[ad_1]
India and Myanmar have set up a new forex payment mechanism via the Punjab National Bank to ease cross-border movement of goods, especially pulses, which Indian importers are being encouraged to use to avoid logjams, a top official said.
Consumer affairs secretary Nidhi Khare last week reviewed trade arrangements between the two countries to speed up import of pulses from the conflict-ridden country, which is a major supplier of pigeon pea (tur) and black gram (urad) to India.
Last year, the government found that importers of pigeon pea and black gram were hoarding their purchases in Myanmar by not bringing them to India immediately. This had created artificial scarcity and stoked prices.
The consumer affairs ministry cracked down on hoarding by asking stockholding entities like supermarkets, millers and wholesalers to declare pulses inventories held by them on a weekly basis effective April 15.
The top bureaucrat in the consumer affairs virtually discussed with the Indian mission in Yangon issues related to pulses imports from Myanmar. Revised exchange rates had created a hurdle in seamless payments while stocks of pulses held by Indian importers in Myanmar have in the past created artificial scarcity.

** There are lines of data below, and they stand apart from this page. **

Issue #247, opened 2016-03-09
Allow self-signed SSL certificates


gquintana:
`J4pClientBuilder` can hardly be extended to tune HTTP Client connection.
Basically, making `J4pClientBuilder#getSocketFactoryRegistry` method protected would allow to inject a custom `TrustManager` in the `SSLContext`.

PR #248, opened 2016-03-10
Make SSL connection configurable

gquintana:
See issue #247


rhuss:
Thanks ! I changed it a bit to use a builder hook, so you dont need to subclass the builder for this sort of customization. 'hope thats ok.

PR #253, opened 2016-04-13
Issue#251 No Servlet Container Info from jolokia info

luettenberg:
Proposal for Issue#251. 
Pattern changed for flexible end of string


luettenberg:
Saw it is fixed so forget...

Read Here: Myanmar situation is precarious, says India after fall of key border town
The Indian mission apprised Khare that a rupee/kyat settlement mechanism had been operationalised in January to ease trade. The Central Bank of Myanmar has released guidelines for payment procedures under a special rupee vostro account. A vostro account is one in which a foreign bank provides financial services on behalf of a domestic bank, making transactions easier.
Retail inflation in pulses remains high, although it slowed to 17.71% in March compared to a rise of 18.9% in February, according to official data. Holding the repurchase rate steady, the Reserve Bank of India’s monetary policy committee on April 6 highlighted how food price pressures “have been interrupting the ongoing disinflation process, posing challenges for the final descent of inflation to the target of 4%”.
India’s output of pulses dipped to 23.4 million tonne in 2023-24 from 26.1 million tonne a year ago, the agriculture ministry estimated.
“The new mechanism will apply for both sea and border trade and for trade in goods as well as services. Adoption of the mechanism by traders will reduce costs associated with currency conversions and eliminate complexities related to exchange rates by eliminating the need for multiple currency conversations,” an official said, declining to be named.
The consumer affairs ministry is undertaking a campaign to disseminate information about the new payment mechanisms among pulses importers, who can now use rupee/kyat direct payment system using the vostro account through the Punjab National Bank.
To keep prices stable, the Centre has put in a mechanism to closely monitor stock disclosures of pulses importers, traders and millers to check hoarding, which could stoke prices.